Work request: In the listing below, pick out lines with "devel".
[[ Records supplied open ]]
PR #340, opened 2017-10-11
Initial import of Redmine config module

GregSutcliffe:
Really hacky initial commit for a Redmine module. Mostly compiled while working on the migration to Scaleway today. Lots we can improve, especially in passing parameters from Foreman, but at least it's a start.

### DIFF
--- a/puppet/modules/redmine/manifests/init.pp
+++ b/puppet/modules/redmine/manifests/init.pp
@@ -63,9 +63,6 @@ class redmine {
 
   # Apache / Passenger
 
-  class { 'apache':
-    default_vhost => false,
-  }
   include ::apache::mod::headers
   include ::apache::mod::passenger
 
@@ -74,7 +71,7 @@ class redmine {
   $docroot          = "${app_root}/public"
   $min_instances    = 1
   $start_timeout    = 600
-  $priority         = 30
+  $priority         = '05'
 
   apache::vhost { $servername:
     add_default_charset     => 'UTF-8',
--- a/puppet/modules/redmine/manifests/init.pp
+++ b/puppet/modules/redmine/manifests/init.pp
@@ -120,4 +120,13 @@ class redmine {
 sudo -u ${db_username} /usr/local/bin/redmine_repos.sh"
   }
 
+  # Logrotate
+  file { '/etc/logrotate.d/redmine':
+    ensure  => present,
+    owner   => 'root',
+    group   => 'root',
+    mode    => '0644',
+    content => template('redmine/logrotate.erb'),
+  }
+
 }
--- a/puppet/modules/redmine/manifests/init.pp
+++ b/puppet/modules/redmine/manifests/init.pp
@@ -1,0 +1,123 @@
+# Hacky class to set up Redmine
+# Needs VCS handling for cloning and bundling Redmine itself
+#
+class redmine {
+  $app_root    = '/usr/share/redmine'
+  $db_name     = 'redmine4'
+  $db_username = 'adminpz8bn8d'
+  $db_password = cache_data('foreman_cache_data', 'db_password', random_password(32))
+  $password    = postgresql_password($db_username, $db_password)
+
+  # Prevents errors if run from /root etc.
+  Postgresql_psql {
+    cwd => '/',
+  }
+
+  include ::postgresql::client, ::postgresql::server
+
+  postgresql::server::db { $db_name:
+    user     => $db_username,
+    password => $password,
+    owner    => $db_username,
+    encoding => 'utf8',
+    locale   => 'en_US.utf8',
+  }
+
+  # Create ident user
+  user { $db_username:
+    ensure  => 'present',
+    shell   => '/bin/false',
+    comment => 'Redmine',
+    home    => $app_root
+  }
+
+  # TODO: handle cloning the redmine repo and bundle install...
+  file { $app_root:
+    ensure => directory,
+    owner  => 'root',
+    group  => 'root',
+    mode   => '0755'
+  }
+
+  file { "${app_root}/config/database.yml":
+    ensure  => present,
+    owner   => 'root',
+    group   => 'root',
+    mode    => '0644',
+    content => template('redmine/database.yml.erb')
+  }
+
+  # Needed for bundle install
+  $packages = [
+    'rubygem-bundler.noarch',
+    'ruby-devel',
+    'gcc',
+    'gcc-c++',
+    'libxml2-devel',
+    'ImageMagick-devel',
+    'postgresql-devel',
+    'sqlite-devel'
+  ]
+
+  ensure_packages($packages)
+
+  # Apache / Passenger
+
+  class { 'apache':
+    default_vhost => false,
+  }
+  include ::apache::mod::headers
+  include ::apache::mod::passenger
+
+  $servername       = 'projects.theforeman.org'
+  $redmine_url      = "http://${servername}/"
+  $docroot          = "${app_root}/public"
+  $min_instances    = 1
+  $start_timeout    = 600
+  $priority         = 30
+
+  apache::vhost { $servername:
+    add_default_charset     => 'UTF-8',
+    docroot                 => $docroot,
+    manage_docroot          => false,
+    port                    => 80,
+    options                 => ['SymLinksIfOwnerMatch'],
+    passenger_app_root      => $app_root,
+    passenger_min_instances => $min_instances,
+    passenger_start_timeout => $start_timeout,
+    priority                => $priority,
+    servername              => $servername,
+  }
+
+  file { ["${app_root}/config.ru", "${app_root}/config/environment.rb"]:
+    owner => $db_username,
+  }
+
+  # cron jobs ported from .openshift
+
+  file { '/etc/cron.daily/redmine_backup':
+    ensure  => present,
+    owner   => 'root',
+    group   => 'root',
+    mode    => '0755',
+    content => template('redmine/postgresql_backup.sh')
+  }
+
+  file { '/usr/local/bin/redmine_repos.sh':
+    ensure  => present,
+    owner   => 'root',
+    group   => 'root',
+    mode    => '0755',
+    content => template('redmine/git_repos.sh')
+  }
+
+  file { '/etc/cron.hourly/redmine_repos':
+    ensure  => present,
+    owner   => 'root',
+    group   => 'root',
+    mode    => '0755',
+    content => "#!/bin/bash
+sudo -u ${db_username} /usr/local/bin/redmine_repos.sh"
+  }
+
+}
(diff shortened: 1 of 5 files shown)


puppet/modules/redmine/manifests/init.pp
```diff
@@ -0,0 +1,129 @@
...
+  ]
+
+  ensure_packages($packages)
+
+  # Apache / Passenger
+
+  class { 'apache':
+    default_vhost => false,
+  }
+  include ::apache::mod::headers
```
ekohl: These includes should not be needed.

puppet/modules/redmine/manifests/init.pp
```diff
@@ -0,0 +1,129 @@
...
+  include ::apache::mod::passenger
+
+  $servername       = 'projects.theforeman.org'
+  $redmine_url      = "http://${servername}/"
+  $docroot          = "${app_root}/public"
+  $listen_interface = undef
```
ekohl: Let's leave this out.

puppet/modules/redmine/manifests/init.pp
```diff
@@ -0,0 +1,129 @@
...
+  $keepalive_onoff  = 'off'
+  $min_instances    = 1
+  $http_prestart    = false
```
ekohl: Any reason to include this and yet turn it off? :)

puppet/modules/redmine/manifests/init.pp
```diff
@@ -0,0 +1,129 @@
...
+  $suburi_parts = split($redmine_url, '/')
+  $suburi_parts_count = size($suburi_parts) - 1
+  if $suburi_parts_count >= 3 {
+    $suburi_without_slash = join(values_at($suburi_parts, ["3-${suburi_parts_count}"]), '/')
+    if $suburi_without_slash {
+      $suburi = "/${suburi_without_slash}"
+    }
+  }
+
+  apache::vhost { 'projects.theforeman.org':
```
ekohl: Can use $servername here.

puppet/modules/redmine/templates/postgresql_backup.sh
```diff
@@ -0,0 +1,10 @@
+#!/bin/bash
```
ekohl: Are these backups taken offsite?

puppet/modules/redmine/templates/postgresql_backup.sh
```diff
@@ -0,0 +1,10 @@
...
+# Backs up the OpenShift PostgreSQL database for this application
+ 
+FILENAME="/usr/share/redmine_data/redmine.backup.sql.gz"
+
+touch $FILENAME
+chown postgres $FILENAME
```
ekohl: This shouldn't be needed since the pipe runs as root.

ekohl:
Also wondering if this should be ```web::redmine``` similar to ```web::jenkins```.

puppet/modules/redmine/manifests/init.pp
GregSutcliffe: I guess we could set $priority < 15, otherwise the default vhost has to go. Is the passenger include enough to pull in the other two?

puppet/modules/redmine/manifests/init.pp
GregSutcliffe: Done

puppet/modules/redmine/manifests/init.pp
```diff
@@ -0,0 +1,129 @@
...
+    default_vhost => false,
+  }
+  include ::apache::mod::headers
+  include ::apache::mod::passenger
+
+  $servername       = 'projects.theforeman.org'
+  $redmine_url      = "http://${servername}/"
+  $docroot          = "${app_root}/public"
+  $listen_interface = undef
+  $keepalive_onoff  = 'off'
```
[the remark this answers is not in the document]
GregSutcliffe: Done

puppet/modules/redmine/manifests/init.pp
GregSutcliffe: Copy paste fail

puppet/modules/redmine/manifests/init.pp
```diff
@@ -0,0 +1,129 @@
...
+  $min_instances    = 1
+  $http_prestart    = false
+  $start_timeout    = 600
+  $priority         = 30
+
+  $suburi_parts = split($redmine_url, '/')
```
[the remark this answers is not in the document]
GregSutcliffe: done

puppet/modules/redmine/manifests/init.pp
GregSutcliffe: done

puppet/modules/redmine/manifests/init.pp
```diff
@@ -0,0 +1,129 @@
...
+  }
+
+  # cron jobs ported from .openshift
+
+  file { '/etc/cron.daily/redmine_backup':
+    ensure  => present,
+    owner   => 'root',
+    group   => 'root',
+    mode    => '0755',
+    content => template('redmine/postgresql_backup.sh')
```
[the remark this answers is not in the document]
GregSutcliffe: I was assuming we'd drop the .openshift dir once we're no longer on openshift, to make diffs from the upstream repo smaller.

puppet/modules/redmine/templates/postgresql_backup.sh
GregSutcliffe: Yes, the puppetmaster has Dirvish set up. I'll update it's config once this is live - see http://projects.theforeman.org/projects/foreman/wiki/Redmine#Moving-gears point 9

puppet/modules/redmine/templates/postgresql_backup.sh
GregSutcliffe: Root has no ident access to the DB, so you need another user. We could use the Redmine user, put `postgres` is guaranteed to exist anyway...

GregSutcliffe:
`web::jenkins` exists because we have a whole separate module to set up Jenkins, and then a small class to configure the vhost. Much of this class has nothing to with the vhost, so I don't think it should all be there.

I have no objection splitting it up into `redmine::*` and `web::redmine` for the vhost at some point though.

GregSutcliffe:
Two secrets things we should add as class parameters and set in Foreman:

[ ] secret token - https://github.com/theforeman/redmine/blob/master/config/configuration.yml#L157
[ ] email pass - https://github.com/theforeman/redmine/blob/master/config/configuration.yml#L206

These are currently hardcoded in `/usr/shar/redmine'

puppet/modules/redmine/templates/postgresql_backup.sh
ekohl: You can still sudo for pg_dump, just this chown line isn't needed I think.

puppet/modules/redmine/manifests/init.pp
ekohl: https://github.com/puppetlabs/puppetlabs-apache/blob/ca3747d91243c0843092bdcf927e35a73a94a93c/manifests/vhost.pp#L236-L238 means the passenger include is redundant. The headers module is used in the foreman to send expire headers but we don't use that here.

puppet/modules/redmine/manifests/init.pp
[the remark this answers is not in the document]
ekohl: I suppose that could be a good idea.

puppet/modules/redmine/templates/git_repos.sh
```diff
@@ -0,0 +1,53 @@
...
+
+cd /usr/share/redmine
+
+# Create repositories in the Redmine projects for all known git repos
+curl http://prprocessor-theforeman.rhcloud.com/redmine_repos | sudo -u <%= @db_username %> script/rails runner -e production '
+JSON.load(STDIN).each do |project_name,repos|
+  repos.each do |repo,branches|
+    org_name, repo_name = repo.split("/", 2)
+    repo_path = File.join('/usr/share/redmine_data', "git", "#{repo_name}.git") + File::SEPARATOR
+puts repo_path.inspect
```
ekohl: Should we leave out this debug info?

puppet/modules/redmine/templates/postgresql_backup.sh
```diff
@@ -0,0 +1,10 @@
...
+
+cd /tmp
+sudo -u postgres pg_dump redmine4 | gzip > $FILENAME
```
ekohl: If it's a template, we can use ```<%= @db_name %>```

puppet/modules/redmine/templates/git_repos.sh
GregSutcliffe: Oh jeez, sorry. I was trying to debug an error this puts out, but I'm unsure yet if the error actually impacts the updating

puppet/modules/redmine/templates/postgresql_backup.sh
GregSutcliffe: Oh right, I read the wrong thing. Done.

puppet/modules/redmine/templates/postgresql_backup.sh
GregSutcliffe: Done

puppet/modules/redmine/manifests/init.pp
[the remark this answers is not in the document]
GregSutcliffe: That said, keeping the relevant crons in redmine repo probably makes sense, maybe we should rename the directory though...

puppet/modules/redmine/templates/git_repos.sh
```diff
@@ -0,0 +1,51 @@
...
+done
+
+cd /usr/share/redmine
+
+# Create repositories in the Redmine projects for all known git repos
+curl http://prprocessor-theforeman.rhcloud.com/redmine_repos | sudo -u <%= @db_username %> script/rails runner -e production '
+JSON.load(STDIN).each do |project_name,repos|
+  repos.each do |repo,branches|
+    org_name, repo_name = repo.split("/", 2)
+    repo_path = File.join('/usr/share/redmine_data', "git", "#{repo_name}.git") + File::SEPARATOR
```
ekohl: This single quotes break at least highlighting.

GregSutcliffe: Fixed, ty

puppet/modules/redmine/manifests/init.pp
GregSutcliffe: Updated

puppet/modules/redmine/templates/postgresql_backup.sh
GregSutcliffe: Sone, and confirmed `/usr/share/redmine_data/` is now being backed up as usual.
[[ Records supplied closed ]]
Result of this task:
+    'ruby-devel',
+    'libxml2-devel',
+    'ImageMagick-devel',
+    'postgresql-devel',
+    'sqlite-devel'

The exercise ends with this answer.